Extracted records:
PR #11031, opened 2021-06-18
fix(core): prevent include_js_files print "cargo:rerun" on release build

### LINKED ISSUE #11030: `deno_core` prints cargo related stuff if used as a dependency

maxxcs:
Resolves #11030

This PR changes `include_js_files` to only print `cargo:rerun` on debug build, since the cargo statement shouldn't be needed in release build.

### DIFF
--- a/core/extensions.rs
+++ b/core/extensions.rs
@@ -126,6 +126,7 @@ macro_rules! include_js_files {
         Box::new(|| {
           let c = std::path::PathBuf::from(env!("CARGO_MANIFEST_DIR"));
           let path = c.join($file);
+          #[cfg(debug_assertions)]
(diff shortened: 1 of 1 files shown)


littledivy:
This will prevent rebuilding of extensions in `--release`

maxxcs:
> This will prevent rebuilding of extensions in `--release`

It's inconvenient for `deno_land` users to have cargo things printed on the console. Maybe we can add this under a flag, like `cargo run --refresh-extensions` or something in that way to force rebuild extensions.

lucacasonato:
The reason you are seeing this is because you are not snapshotting your runtime code. See #11030 for details.

PR #11040, opened 2021-06-18
feat: support SharedArrayBuffer sharing between workers

### LINKED ISSUE #6433: SharedArrayBuffer not works
Sample code looks like

main.js
```js
const u32Buf = new SharedArrayBuffer(2 * Uint32Array.BYTES_PER_ELEMENT);
const u32Arr = new Uint32Array(u32Buf);

const worker = new Worker(new URL("./worker.js", import.meta.url).href, { type: "module" });

u32Arr[0] = 1

worker.postMessage({
    buf: u32Buf,
});
```

worker.js
```js
self.onmessage = function (e) {
    const data = e.data;
    const u32Arr = new Uint32Array(data.buf);

    console.log(u32Arr[0])
};
```

The result is:
```shell
$ deno run --allow-read main.js
undefined                         
```
where I expect to get `1` instead of `undefined` 

Test in:
- Deno 1.1.1
- Windows 10

lucacasonato:
This commit adds support for sharing SABs between workers.

Tests for this are a bit lacklustre - I am hoping we get some more coverage "for free" when we enable web worker WPT.

Closes #6433


core/runtime.rs
```diff
@@ -96,6 +98,36 @@ struct ModEvaluate {
   sender: mpsc::Sender<Result<(), AnyError>>,
 }
 
+#[derive(Default, Clone)]
+pub struct TransferBuffer(Arc<Mutex<TransferBufferInner>>);
```
lucacasonato, line 102: This really isn't a great name. Open to bikeshedding :-)

lucacasonato: Renamed to `SharedArrayBufferStore`.

bartlomieju (approved):
LGTM, no comments, cleanly implemented. Let's wait on 1.12 before landing

CrimsonCodes0:
Might I suggest adding a test case to confirm that both, transferring nested SAB, and transferring multiple SAB work correctly? Passing an array of two SAB, and writing seperate values into each should be enough to knock out both test scenarios.

lucacasonato:
This can not be landed until we figure out all the side-effects of concurrent access to `rusty_v8::BackingStore`s. This is something which we have not had to deal with before, and is looking like it is exposing some safety issues in rusty_v8 that could result in undefined behavior.

The very naive way to "fix" this, is to disallow any and all passing of SAB backed Uint8Arrays to Rust.

mhmdmar:
@lucacasonato Do you think you can still land this on/before the 1.12.0 release ?

lucacasonato:
I am not sure.

mhmdmar:
@lucacasonato I will just wait for you until you do it, Thanks for the reply 👍

lucacasonato:
UB issues have been worked around in serde_v8. This will land for 1.12.

PR #11041, opened 2021-06-18
fix(lsp): do not rename in strings and comments

dsherret:
Fixes https://github.com/denoland/vscode_deno/issues/450

This functionality is not the default with TypeScript so I believe this is a bug and we shouldn't do it.

### DIFF
--- a/cli/lsp/language_server.rs
+++ b/cli/lsp/language_server.rs
@@ -1769,8 +1769,8 @@ impl Inner {
     let req = tsc::RequestMethod::FindRenameLocations((
       specifier,
       line_index.offset_tsc(params.text_document_position.position)?,
-      true,
-      true,
+      false,
+      false,
       false,
     ));
 
--- a/cli/lsp/language_server.rs
+++ b/cli/lsp/language_server.rs
@@ -1766,13 +1766,14 @@ impl Inner {
         )));
       };
 
-    let req = tsc::RequestMethod::FindRenameLocations((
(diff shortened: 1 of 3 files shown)


cli/lsp/language_server.rs
```diff
@@ -1769,8 +1769,8 @@ impl Inner {
     let req = tsc::RequestMethod::FindRenameLocations((
       specifier,
       line_index.offset_tsc(params.text_document_position.position)?,
-      true,
-      true,
+      false,
+      false,
       false,
     ));
```
dsherret, line 1775: By looking at this code alone, it's hard to tell what this means. It would be nice if we didn't use tuples here.

These are the arguments for `find_in_comments` and `find_in_strings`.

kitsonk: I'd be fine using q struct with the more complicated APIs. It gets unwieldy for all of them though.

kitsonk (approved):
LGTM, but would be glad to have a struct here.

kitsonk:
Actually, so you think it warrents a test of some sort?

cli/lsp/language_server.rs
dsherret: Done in 8940d22.

dsherret:
@kitsonk Good point! Done in 87a3cd600fe0b1e0afdd55c06bd911f8c926bd92

kitsonk (approved):
LGTM

PR #11047, opened 2021-06-19
docs(runtime): fix HTTP server example

vwkd:
Follow up on #10497 which seemingly missed one fix.


bartlomieju (approved):
LGTM, thank you @vwkd

PR #11050, opened 2021-06-19
refactor(FormData/Serializer): Early fix for supporting async blob source

jimmywarting:
This new FormData Serializer takes a FormData and converts it into a new Blob with other preexisting Blob parts 

The benefits
- Less code
- Don't need to calculate the byte length (Content-Length) - you get it from the new blob instead
- Don't have to read the content of the File entries or keeping any of the File entry content in memory until it's necessary to read them after `blob.stream()` is called, hence more RAM friendly
- Still synchronous
  - Good for when you eg have to clone a Response `new Response(new FormData()).clone()`? but why would you? have have no idea, still a valid case?
- partially solves a blocker of async blob sources (#10969)

#### Other considerations/possible solutions: 
Returning a ReadableStream or async iterator... Converting it to a blob seems to be the most easiest.
I have used this formdata-to-blob technique in my [formdata-polyfill](https://github.com/jimmywarting/FormData) for years by converting it into a blob since IE9 was a thing in the past

---

The old Serializer did read the content from File Entries using `_byteSequence`. That is no longer going to be supported once we have async blob sources that can originate from the filesystem and don't hold the data in memory

### DIFF
--- a/extensions/fetch/21_formdata.js
+++ b/extensions/fetch/21_formdata.js
@@ -13,7 +13,7 @@
 ((window) => {
   const core = window.Deno.core;
   const webidl = globalThis.__bootstrap.webidl;
-  const { Blob, File, _byteSequence } = globalThis.__bootstrap.file;
+  const { Blob, File } = globalThis.__bootstrap.file;
 
   const entryList = Symbol("entry list");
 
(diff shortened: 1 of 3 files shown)


lucacasonato (approved):
LGTM, thanks. Nice simplification.

PR #11051, opened 2021-06-19
feat: `MessageChannel` and `MessagePort`

### LINKED ISSUE #6691: Worker MessageChannel
Seems that `MessageChannel` in missing from Deno APIs.

https://developer.mozilla.org/en-US/docs/Web/API/MessageChannel

It should be added as it allows safe communication between `Workers`

lucacasonato:
This commit introduces support for MessageChannel and MessagePort.
MessagePorts can be transfered across a message channel.

This PR does not support transfering ports between workers yet. I will
tackle moving over workers, and broadcast channel to use the same
transfer logic used here in a follow up.

Closes #6691

### DIFF
--- a/Cargo.lock
+++ b/Cargo.lock
@@ -781,6 +781,7 @@ dependencies = [
  "encoding_rs",
  "futures",
  "serde",
+ "tokio",
  "uuid",
 ]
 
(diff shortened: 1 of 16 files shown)


bartlomieju (approved):
LGTM, cleanly implemented. It's unfortunate that ports and channels will leak in tests unless you close them explicitly, but that's already a case for some other Web APIs.

Let me know if you need help integrating into workers.

PR #11054, opened 2021-06-20
docs(core): replaces dispatch references with op

maxxcs:
The README had confused me while I was studying `deno_core`


bartlomieju (approved):
Thank you @maxxcs, LGTM

PR #11062, opened 2021-06-21
feat: Deno namespace configurable and unfrozen

### LINKED ISSUE #11033: Consider making `Deno` namespace configurable
Currently the `Deno` namespace isn't configurable in the runtime.  This makes it difficult to do mocking and polyfilling of things, like trying to create a realistic Deploy environment, where code could bind to the parts of the `Deno` namespace it needs and then replace the namespace with a different set of APIs for additional code to be loaded.

Other global objects are not set as non-configurable and so `Deno` stands out as an example.

A specific use case is when trying to create a Deploy like environment in the worker, the only option is to not include the `Deno` namespace in the worker and create global `Deno` object that has the APIs that are just present in Deploy, but this means that the code in the worker that bootstraps the environment has no access to the other `Deno` APIs, which makes it difficult to do things like read files from disk.

kitsonk:
Closes #11033

### DIFF
--- a/cli/tests/unit/globals_test.ts
+++ b/cli/tests/unit/globals_test.ts
@@ -62,8 +62,8 @@ unitTest(function DenoNamespaceEqualsWindowDeno(): void {
   assert(Deno === window.Deno);
 });
 
-unitTest(function DenoNamespaceIsFrozen(): void {
-  assert(Object.isFrozen(Deno));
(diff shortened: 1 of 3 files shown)


bartlomieju (approved):
LGTM. Let's wait on 1.12 before landing this one.

PR #11349, opened 2021-07-10
chore(extensions/console): avoid re-checking iterable type 

littledivy:
simplifies `value.entries()` primordial logic with `options.typeName`


lucacasonato (commented):
Could these not differ if the inspected type is an instance of for example Set? So if the inspected type is of a user type `class MySet extends Set`.

littledivy:
> Could these not differ if the inspected type is an instance of for example Set? So if the inspected type is of a user type `class MySet extends Set`.

 [`inspectObject`](https://github.com/denoland/deno/blob/355647118da23f275cbeb805f487845e77139bc1/extensions/console/02_console.js#L1068) checks if value is [`instanceof Set`](https://github.com/denoland/deno/blob/355647118da23f275cbeb805f487845e77139bc1/extensions/console/02_console.js#L1107) ... which calls [`inspectSet`](https://github.com/denoland/deno/blob/355647118da23f275cbeb805f487845e77139bc1/extensions/console/02_console.js#L779) ... which then sets `options.typeName = "Set"` and calls [`inspectIterable`](https://github.com/denoland/deno/blob/355647118da23f275cbeb805f487845e77139bc1/extensions/console/02_console.js#L340) 

That should cover your example of `class MySet extends Set`

kt3k (approved):
LGTM.

This only avoids checking `value instance Set` twice (The first once is done in inspectObject). So this shouldn't cause any behavioral change as Divy says.

PR #11353, opened 2021-07-10
fix(runtime): Align the DedicatedWorkerGlobalScope event handlers to the spec.

### LINKED ISSUE #11351: A worker global's `onmessage` handler is called with a null event target
### test.js
```js
const worker = new Worker(
  { type: "module" },
);
worker.postMessage({});
```

### worker.js
```js
self.onmessage = (evt) => {
  console.log("event handler attribute: %s", evt.target);
};

self.addEventListener("message", (evt) => {
  console.log("regular event handler: %s", evt.target);
});
```

### Result

```
event handler attribute: null
regular event handler: [object DedicatedWorkerGlobalScope]
```

However, running this code in all browsers gives:
image

-----------------

This bug, together with #11350, is causing some of the WPT test failures in #11338, since some of those WPT tests call `evt.target.postMessage()`.

andreubotella:
Fixes #11351

### DIFF
--- a/cli/tests/worker_event_handler_test.js.out
+++ b/cli/tests/worker_event_handler_test.js.out
@@ -6,11 +6,6 @@ Arguments from self.onerror: [
   0,
   0,
   Error: Some error message
-    at [WILDCARD]/cli/tests/workers/worker_event_handlers.js:9:9
-    at innerInvokeEventListeners (deno:extensions/web/02_event.js:750:9)
-    at invokeEventListeners (deno:extensions/web/02_event.js:789:5)
-    at dispatch (deno:extensions/web/02_event.js:659:11)
-    at dispatchEvent (deno:extensions/web/02_event.js:993:14)
-    at pollForMessages (deno:runtime/js/99_main.js:142:9)
+    at [WILDCARD]
 ]
 Is event canceled?: true
--- a/cli/tests/worker_event_handler_test.js.out
+++ b/cli/tests/worker_event_handler_test.js.out
@@ -1,0 +1,16 @@
+Target from self.onmessage: [object DedicatedWorkerGlobalScope]
+Target from message event listener: [object DedicatedWorkerGlobalScope]
+Arguments from self.onerror: [
+  "Some error message",
+  "",
+  0,
+  0,
+  Error: Some error message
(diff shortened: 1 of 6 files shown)


runtime/js/01_web_util.js
```diff
@@ -27,17 +27,41 @@
   }
 
   const handlerSymbol = Symbol("eventHandlers");
-  function makeWrappedHandler(handler) {
+  function makeWrappedHandler(handler, isSpecialErrorEventHandler) {
```
lucacasonato, line 30: TIL about the special error handler handling. Yucky...

Instead of the `isSpecialErrorEventHandler` flag, could you just switch on `evt instanceof ErrorEvent && evt.type === "error" && target instanceof DedicatedWorkerGlobalScope`?

andreubotella: I didn't want to do that because the `DedicatedWorkerGlobalScope` interface is not available in the main worker, but I could check for it as part of the condition.

lucacasonato: Right... never mind then. Let's keep as is.

Unrelated, but we should go and deduplicate `defineEventHandler` with the one in 02_event.js in extensions/web (available via `window.__bootstrap.event.defineEventHandler`) in a follow-up. I am about 70% through a rewrite of the 02_event.js file though, so I'll do this as part of that rewrite.

cli/tests/worker_event_handler_test.js.out
```diff
@@ -0,0 +1,16 @@
...
+  "",
+  0,
+  0,
+  Error: Some error message
+    at [WILDCARD]/cli/tests/workers/worker_event_handlers.js:9:9
+    at innerInvokeEventListeners (deno:extensions/web/02_event.js:750:9)
+    at invokeEventListeners (deno:extensions/web/02_event.js:789:5)
+    at dispatch (deno:extensions/web/02_event.js:659:11)
+    at dispatchEvent (deno:extensions/web/02_event.js:993:14)
+    at pollForMessages (deno:runtime/js/99_main.js:142:9)
```
lucacasonato, line 14:
```suggestion
    at [WILDCARD]
```

Having to change fixtures when line numbers in internal files change is annoying :-)

lucacasonato (approved):
LGTM, thanks!

PR #11357, opened 2021-07-11
refactor(cli/tools/test_runner): make test reporters stateless

caspervonb:
This collects summary information in the event collector and passes it to the reporter instead of having this embedded in each reporter which leads to a lot of duplication.


bartlomieju (approved):
LGTM

PR #11371, opened 2021-07-12
chore(wpt): Mark a WPT test as failed if it exits before completion

andreubotella:
Currently, a WPT test is considered failed if its status code is anything other than 0, regardless of whether the test suite completed running or not, and any subtests that haven't finished running are not considered to be failures.

But a test can exit with a zero status code before it has completed running, if the event loop has run out of tasks because of a bug in one of the ops, leading to false positives. This change fixes that.


lucacasonato (approved):
LGTM, thanks.

PR #11375, opened 2021-07-12
fix(cli): normalize test command errors

caspervonb:
This normalises the test command from the bottom up to return errors all the way down the chain rather than calling `process::exit` at arbritary places.


caspervonb:
Blocked on https://github.com/denoland/deno/pull/11357 and https://github.com/denoland/deno/pull/11347 (lint errors will be gone with those applied).

bartlomieju (approved):
LGTM, thanks, this is cleaner

PR #11381, opened 2021-07-13
fix(extensions/web): Aborting a FileReader object should not affect later reads

andreubotella:
Currently, calling the `abort()` method on a `FileReader` object aborts any current read operation, but it also prevents any read operation started at some later point from starting. The File API instead specifies that calling `abort()` should reset the `FileReader`'s state and result, as well as removing any queued tasks from the current operation that haven't yet run.


lucacasonato (approved):
LGTM, thanks.

PR #11383, opened 2021-07-13
 feat(cli): Set Timeout per test using --timeout flag default `500ms`

getspooky:
### Syntax:  `--timeout=<number>`
Default timeout of a test in milliseconds. Default value: `500ms`.

### Example

```sh
deno test --timeout=600 store_data_test.ts
```

### Use Cases

Let's say we want to store some data into some database provider. So in some case it could take a lot time, probably due to some network issue. So it would be helpful if we can exit the test after `X` time.
### Motivation

- Applications aren’t responding with lightning speed on user actions and while creating the `E2E` tests this fact should be considered. 
- Using these set timeout will allow you to create more stable tests and control your test flow even more precisely

### DIFF
--- a/cli/flags.rs
+++ b/cli/flags.rs
@@ -99,6 +99,7 @@ pub enum DenoSubcommand {
     doc: bool,
     no_run: bool,
     fail_fast: Option<usize>,
+    timeout: Option<usize>,
     quiet: bool,
     allow_none: bool,
     include: Option<Vec<String>>,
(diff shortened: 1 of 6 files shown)


caspervonb (commented):
Not sure if this does what you think it does but quitting after tests have successfully been executed to completion and their combined execution time turned out to be greater than _timeout_ is **not** desirable behaviour.

Might be better if you discussed with us _before_ opening pull requests.

getspooky:
@caspervonb thanks for feedback , i will open discussion on discord .

PR #11367, opened 2021-07-12
feat(extensions/crypto): implement importKey and exportKey for raw HMAC keys

littledivy:
Introduces `SubtleCrypto.importKey()` and `SubtleCrypto.exportKey()`. Towards enabling WPT for `sign_verify`.

PR #11387, opened 2021-07-13
feat(extensions/crypto): implement verify() for HMAC

littledivy:
~~WPT blocker: #11367~~

Implements `SubtleCrypto#verify()` for HMAC keys. Enables WPT for `sign_verify`


bartlomieju (approved):
LGTM!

The task => Beginning at the top of the data, extract each line through the line containing "This commit adds" and return those lines exactly, with nothing added.

Solution to the exercise =>
PR #11031, opened 2021-06-18
fix(core): prevent include_js_files print "cargo:rerun" on release build

### LINKED ISSUE #11030: `deno_core` prints cargo related stuff if used as a dependency

maxxcs:
Resolves #11030

This PR changes `include_js_files` to only print `cargo:rerun` on debug build, since the cargo statement shouldn't be needed in release build.

### DIFF
--- a/core/extensions.rs
+++ b/core/extensions.rs
@@ -126,6 +126,7 @@ macro_rules! include_js_files {
         Box::new(|| {
           let c = std::path::PathBuf::from(env!("CARGO_MANIFEST_DIR"));
           let path = c.join($file);
+          #[cfg(debug_assertions)]
(diff shortened: 1 of 1 files shown)


littledivy:
This will prevent rebuilding of extensions in `--release`

maxxcs:
> This will prevent rebuilding of extensions in `--release`

It's inconvenient for `deno_land` users to have cargo things printed on the console. Maybe we can add this under a flag, like `cargo run --refresh-extensions` or something in that way to force rebuild extensions.

lucacasonato:
The reason you are seeing this is because you are not snapshotting your runtime code. See #11030 for details.

PR #11040, opened 2021-06-18
feat: support SharedArrayBuffer sharing between workers

### LINKED ISSUE #6433: SharedArrayBuffer not works
Sample code looks like

main.js
```js
const u32Buf = new SharedArrayBuffer(2 * Uint32Array.BYTES_PER_ELEMENT);
const u32Arr = new Uint32Array(u32Buf);

const worker = new Worker(new URL("./worker.js", import.meta.url).href, { type: "module" });

u32Arr[0] = 1

worker.postMessage({
    buf: u32Buf,
});
```

worker.js
```js
self.onmessage = function (e) {
    const data = e.data;
    const u32Arr = new Uint32Array(data.buf);

    console.log(u32Arr[0])
};
```

The result is:
```shell
$ deno run --allow-read main.js
undefined                         
```
where I expect to get `1` instead of `undefined` 

Test in:
- Deno 1.1.1
- Windows 10

lucacasonato:
This commit adds support for sharing SABs between workers.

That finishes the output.